De : William Dauchy
Envoyé : samedi 30 janvier 2021 16:21
> this is a follow up of commit c6464591a365bfcf509b322bdaa4d608c9395d75
> ("MAJOR: contrib/prometheus-exporter: move ftd/bkd/srv states to
> labels"). The main goal being to be better aligned with prometheus use
> cases in terms of queries. More specifically to health checks, Pierre C.
> mentioned the possible quirks he had to put in place in order to make
> use of those metrics through prometheus:
>
> by(proxy, check_status) (count_values by(proxy,
> instance) ("check_status", haproxy_server_check_status))
Indeed, we wanted to aggregate at backend level to produce a view which
represent the "number of servers per health status". Still, this was not ideal
since I'm getting the status code and not the status name.
> I am perfectly aware this introduces a lot more metrics but I don't see
> how we can improve the usability without it. The main issue remains in
> the cardinality of the states which are > 20. Prometheus recommends to
> stay below a cardinality of 10 for a given metric but I consider our
> case very specific, because highly linked to the level of precision
> haproxy exposes.
>
> Even before this patch I saw several large production setup (a few
> hundreds of MB in output) which are making use of the scope parameter to
> simply ignore the server metrics, so that the scrapping can be faster,
> and memory consumed on client side not too high. So I believe we should
> eventually continue in that direction and offer more granularity of
> filtering of the output. That being said it is already possible to
> filter out the data on prometheus client side.
True, I think this is the right approach to represent such data in Prometheus.
It will create some challenges for people like us, who use server-templates
and create thousands of backends, but we'll have to deal with it.

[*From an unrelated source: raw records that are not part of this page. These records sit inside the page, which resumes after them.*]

PR #79, opened 2020-10-26
GridItem Height fix

daniel112:
**Ticket**: [issue_id](https://jira.simpleviewtools.com/browse/ZEN-425)

## Context

* Each grid item has a dynamic height and minHeight of 294px (from mockup)
* The grid item(s) in each block container (IF they are on the same row) should have the same height
    * it should not do this
       * image

## Goal

* Update styling on the grid item and gridTileContent so that the height of each item grows accordingly

## Updates
- `src/mocks/eventsforce/testData.js`
    - updated mockdata with more presenters
- `src/components/sessionLink/sessionLink.js`
    - added className to sessionLink, so we can override it for presenter name classname
- `src/theme/components/grid/gridTileContent.js`
    - wrapped presenterNames in a container so it can be dynamically grow
- `src/theme/components/grid/gridItem.js`
    - removed fit-content from gridItem, so each grid item can grow if they need to
- `src/components/grid/gridTileContent.js`
    - updated styling on grid tile content so the button is relative

## Testing

* Run `keg dpg run package=docker.pkg.github.com/simpleviewinc/keg-packages/tap:zen-425-griditem-height`
* navigate to **Day 2** > Timeblock 11:00 AM.  OR add a bunch of session item to a specific time block
* Verify that all the items on the same row have the same height
     * image

* Update the content of a session in that timeblock.
    * *I Modified the location name*
* verify that the height adjusts accordingly for sessions in the same row
    * image

### Unit test
* `keg dpg run package=docker.pkg.github.com/simpleviewinc/keg-packages/tap:zen-425-griditem-height command=test`
* ensure all test passes

### DIFF
--- a/src/components/grid/gridTileContent.js
+++ b/src/components/grid/gridTileContent.js
@@ -115,15 +115,17 @@ const PresenterNames = React.memo(({ session, styles }) => {
 
   return (
     <View style={styles?.main}>
-      { presenters.map(presenter => {
-        return (
-          <PresenterLink
-            key={presenter.identifier}
-            styles={styles?.sessionLink}
-            presenter={presenter}
-          />
-        )
-      }) }
+      <View style={styles?.container}>
+        { presenters.map(presenter => {
+          return (
+            <PresenterLink
+              key={presenter.identifier}
+              styles={styles?.sessionLink}
+              presenter={presenter}
+            />
+          )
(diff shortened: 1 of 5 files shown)


lancetipton (approved):
Nice quick fix. Great work on this.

In addition to this update, I would add some recommendations about the user
setup in the README ("how do I prevent my prometheus instance to explode
when scrapping this endpoint?").
For server-template users:
-
params:
no-maint:
- empty
Generally speaking, to prevent all server metrics to be saved, except this one:
-
metric_relabel_configs:
- source_labels: ['__name__']
regex: 'haproxy_(process_|frontend_|backend_|server_check_status).*'
action: keep
A long-term alternative (at least for my use-case) would be to provide this
data at
backend-level, as initially suggested here:
https://www.mail-archive.com/haproxy@formilux.org/msg35369.html
> Signed-off-by: William Dauchy
> ---
> @@ -319,7 +320,7 @@ const struct ist promex_st_metric_desc[ST_F_TOTAL_FIELDS]
> = {
> [ST_F_RATE] = IST("Current number of sessions per second
> over last elapsed second."),
> [ST_F_RATE_LIM] = IST("Configured limit on new sessions per
> second."),
> [ST_F_RATE_MAX] = IST("Maximum observed number of sessions per
> second."),
> - [ST_F_CHECK_STATUS] = IST("Status of last health check
> (HCHK_STATUS_* values)."),
> + [ST_F_CHECK_STATUS] = IST("Status of last health check (0/1
> depending on current `state` label value)."),
"Status of last health check, per state value" ?
--
Pierre